In the entries that follow, the lines from the one with "PR #1423, opened 2026-06-02" through the one with "## Checklist" are the ones to write out, exactly and with both ends included. Nothing else should appear.
DATASET Block Start
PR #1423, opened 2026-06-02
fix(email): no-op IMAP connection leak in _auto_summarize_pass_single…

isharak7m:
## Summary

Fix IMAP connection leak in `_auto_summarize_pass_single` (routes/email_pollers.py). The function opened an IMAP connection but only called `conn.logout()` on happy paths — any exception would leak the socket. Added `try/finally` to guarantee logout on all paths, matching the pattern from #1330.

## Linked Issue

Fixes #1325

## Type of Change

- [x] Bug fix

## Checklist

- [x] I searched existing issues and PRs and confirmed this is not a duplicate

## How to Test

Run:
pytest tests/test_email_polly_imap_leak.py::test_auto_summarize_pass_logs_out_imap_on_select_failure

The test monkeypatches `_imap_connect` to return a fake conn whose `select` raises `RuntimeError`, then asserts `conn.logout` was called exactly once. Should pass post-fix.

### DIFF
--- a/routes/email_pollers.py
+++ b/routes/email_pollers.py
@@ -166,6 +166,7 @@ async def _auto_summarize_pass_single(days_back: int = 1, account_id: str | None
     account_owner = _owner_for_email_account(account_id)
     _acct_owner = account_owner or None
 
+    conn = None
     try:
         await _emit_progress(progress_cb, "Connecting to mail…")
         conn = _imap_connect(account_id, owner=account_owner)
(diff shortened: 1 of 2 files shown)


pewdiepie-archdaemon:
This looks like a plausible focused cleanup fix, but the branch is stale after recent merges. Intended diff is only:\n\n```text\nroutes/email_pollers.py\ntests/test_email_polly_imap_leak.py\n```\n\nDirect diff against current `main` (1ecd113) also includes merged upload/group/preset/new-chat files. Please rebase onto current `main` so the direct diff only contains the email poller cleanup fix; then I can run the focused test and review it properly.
DATASET Block End
DATASET Block Start
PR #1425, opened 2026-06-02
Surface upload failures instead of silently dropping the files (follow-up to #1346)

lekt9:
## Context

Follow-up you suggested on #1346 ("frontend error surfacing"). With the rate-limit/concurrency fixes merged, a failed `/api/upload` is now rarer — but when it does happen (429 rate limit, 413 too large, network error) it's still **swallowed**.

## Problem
DATASET Block End
DATASET Block Start
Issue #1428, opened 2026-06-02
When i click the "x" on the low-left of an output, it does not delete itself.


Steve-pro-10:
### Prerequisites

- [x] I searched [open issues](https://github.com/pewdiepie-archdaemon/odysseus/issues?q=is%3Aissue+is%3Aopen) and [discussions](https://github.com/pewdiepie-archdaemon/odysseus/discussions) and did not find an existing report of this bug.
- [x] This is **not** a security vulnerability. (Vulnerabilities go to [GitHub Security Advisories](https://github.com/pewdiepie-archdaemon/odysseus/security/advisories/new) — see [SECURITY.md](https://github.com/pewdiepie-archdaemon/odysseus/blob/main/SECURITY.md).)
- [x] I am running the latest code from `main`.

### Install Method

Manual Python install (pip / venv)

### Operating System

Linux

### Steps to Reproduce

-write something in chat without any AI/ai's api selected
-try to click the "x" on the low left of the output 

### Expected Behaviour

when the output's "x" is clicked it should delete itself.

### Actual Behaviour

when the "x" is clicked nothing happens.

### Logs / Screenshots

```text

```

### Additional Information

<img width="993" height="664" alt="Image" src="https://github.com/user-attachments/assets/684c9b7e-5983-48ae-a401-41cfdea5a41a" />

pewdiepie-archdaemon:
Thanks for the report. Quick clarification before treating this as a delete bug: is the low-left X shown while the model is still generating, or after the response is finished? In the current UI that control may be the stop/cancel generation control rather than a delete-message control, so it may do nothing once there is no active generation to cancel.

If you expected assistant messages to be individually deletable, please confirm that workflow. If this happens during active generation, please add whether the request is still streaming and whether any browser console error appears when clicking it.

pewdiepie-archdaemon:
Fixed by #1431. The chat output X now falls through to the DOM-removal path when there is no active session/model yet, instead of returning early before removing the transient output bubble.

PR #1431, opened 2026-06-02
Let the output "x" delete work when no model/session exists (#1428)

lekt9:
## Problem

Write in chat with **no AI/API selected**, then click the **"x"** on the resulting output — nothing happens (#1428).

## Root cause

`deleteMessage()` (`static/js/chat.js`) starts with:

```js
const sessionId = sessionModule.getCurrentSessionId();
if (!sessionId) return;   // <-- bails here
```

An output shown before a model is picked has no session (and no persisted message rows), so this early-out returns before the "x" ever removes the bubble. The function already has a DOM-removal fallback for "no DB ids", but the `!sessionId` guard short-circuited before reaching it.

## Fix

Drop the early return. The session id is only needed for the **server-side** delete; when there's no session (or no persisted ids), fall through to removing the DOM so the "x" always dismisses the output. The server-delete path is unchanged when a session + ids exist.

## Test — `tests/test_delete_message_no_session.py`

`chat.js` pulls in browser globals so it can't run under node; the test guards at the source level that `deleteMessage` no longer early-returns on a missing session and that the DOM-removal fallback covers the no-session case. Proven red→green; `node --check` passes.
DATASET Block End
▸ YOUR SOLUTION
PR #1423, opened 2026-06-02
fix(email): no-op IMAP connection leak in _auto_summarize_pass_single…

isharak7m:
## Summary

Fix IMAP connection leak in `_auto_summarize_pass_single` (routes/email_pollers.py). The function opened an IMAP connection but only called `conn.logout()` on happy paths — any exception would leak the socket. Added `try/finally` to guarantee logout on all paths, matching the pattern from #1330.

## Linked Issue

Fixes #1325

## Type of Change

- [x] Bug fix

## Checklist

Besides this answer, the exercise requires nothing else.